Your answer must be an exact copy of the lines from the one holding "Adding a simple" through the last line of the entries below, with nothing added.

———

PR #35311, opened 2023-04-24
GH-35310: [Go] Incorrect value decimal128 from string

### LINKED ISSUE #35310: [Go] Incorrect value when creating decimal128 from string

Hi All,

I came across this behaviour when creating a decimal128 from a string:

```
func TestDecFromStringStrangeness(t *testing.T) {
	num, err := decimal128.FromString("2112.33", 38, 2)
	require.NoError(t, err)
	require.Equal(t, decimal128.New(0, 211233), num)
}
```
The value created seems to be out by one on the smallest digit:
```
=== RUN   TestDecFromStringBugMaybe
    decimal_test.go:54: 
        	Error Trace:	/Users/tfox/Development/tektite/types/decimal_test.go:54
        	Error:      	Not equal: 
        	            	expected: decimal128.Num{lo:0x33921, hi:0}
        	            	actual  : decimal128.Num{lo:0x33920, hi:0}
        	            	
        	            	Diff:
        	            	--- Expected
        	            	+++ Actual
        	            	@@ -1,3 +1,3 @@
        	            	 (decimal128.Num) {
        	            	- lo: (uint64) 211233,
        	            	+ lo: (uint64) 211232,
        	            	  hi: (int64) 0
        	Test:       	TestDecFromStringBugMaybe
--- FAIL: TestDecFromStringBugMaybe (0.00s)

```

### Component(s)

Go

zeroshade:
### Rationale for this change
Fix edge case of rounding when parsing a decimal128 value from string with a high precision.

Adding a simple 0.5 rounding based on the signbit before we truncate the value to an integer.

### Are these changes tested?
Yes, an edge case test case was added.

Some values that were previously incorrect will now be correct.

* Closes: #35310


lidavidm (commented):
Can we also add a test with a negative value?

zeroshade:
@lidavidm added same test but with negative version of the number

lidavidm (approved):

———

#### [Response to this task]
Adding a simple 0.5 rounding based on the signbit before we truncate the value to an integer.

### Are these changes tested?
Yes, an edge case test case was added.

Some values that were previously incorrect will now be correct.

* Closes: #35310


lidavidm (commented):
Can we also add a test with a negative value?

zeroshade:
@lidavidm added same test but with negative version of the number

lidavidm (approved):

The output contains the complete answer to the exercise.